[Data records]
/---

PR #2450, opened 2019-12-09
Make STM stack-safe

mijicd:
The current implementation of STM suffers from stack safety issues. STM stack safety suite was able to verify these on the depth of 10000. 

This PR introduces resumable exceptions as a way to mitigate these problems. 

### Summary

- Operations use stack up to predefined number of frames, after which they're continued via `Resumable`.
- Renamed `TRez` to `TExit`.
- Introduced `STM.done`.

### DIFF
--- a/core/shared/src/main/scala/zio/stm/STM.scala
+++ b/core/shared/src/main/scala/zio/stm/STM.scala
@@ -231,8 +231,6 @@ final class STM[+E, +A] private[stm] (
   final def orElse[E1, A1 >: A](that: => STM[E1, A1]): STM[E1, A1] =
     new STM(
       (journal, fiberId, stackSize) => {
-        val framesCount = stackSize.incrementAndGet()
-
         val reset = prepareResetJournal(journal)
 
         val continueM: TExit[E, A] => STM[E1, A1] = {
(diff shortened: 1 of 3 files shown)


core/shared/src/main/scala/zio/stm/STM.scala
```diff
@@ -303,10 +299,68 @@ final class STM[+E, +A] private[stm] (
...
+      }
+    }
+
+    result.asInstanceOf[TExit[E, A]]
+  }
 }
 
 object STM {
 
+  private final class Resumable[E, E1, A, B](val stm: STM[E, A], val ks: Stack[internal.TExit[E, A] => STM[E1, B]])
```
mschuwalow: Should we use https://github.com/scala/scala/blob/2.13.x/src/library/scala/util/control/ControlThrowable.scala for this?

mijicd: I wouldn't go for it. Its representation has been changed in 2.13, from trait inheriting `NoStackTrace` to an abstract class, and according to the docs, it seems that its purpose is also changed a bit. 

Related to this, the reason to avoid `NoStackTrace` in the first place was the possibility to override the suppression via system properties.

adamgfraser:
Very interesting! Why did you choose to use this approach versus a more traditional trampoline based solution stack safety.

core/shared/src/main/scala/zio/stm/STM.scala
mschuwalow: makes sense 👍

mijicd:
@adamgfraser Mainly for the sake of performance. That being said, here's the output of flatMap benchmark:

```
Result "zio.stm.STMFlatMapBenchmark.deepFlatMap":
   1139.607 ±(99.9%) 1.670 ops/s [Average]
   (min, avg, max) = (1137.734, 1139.607, 1142.280), stdev = 1.562
   CI (99.9%): [1137.937, 1141.278] (assumes normal distribution)

Benchmark                                          (depth)   Mode  Cnt     Score   Error  Units
STMFlatMapBenchmark.deepFlatMap       20    thrpt    15  1139.607 ± 1.670  ops/s
```

Comparing it to the results reported in #2457, it shows the slowdown of 1.47 times.

jdegoes:
Awesome job! A new era for STM in Scala.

\---

## TASK GOAL
Search the data above for lines holding "journal" and copy each of them.

## COMPLETED EXERCISE
       (journal, fiberId, stackSize) => {
         val reset = prepareResetJournal(journal)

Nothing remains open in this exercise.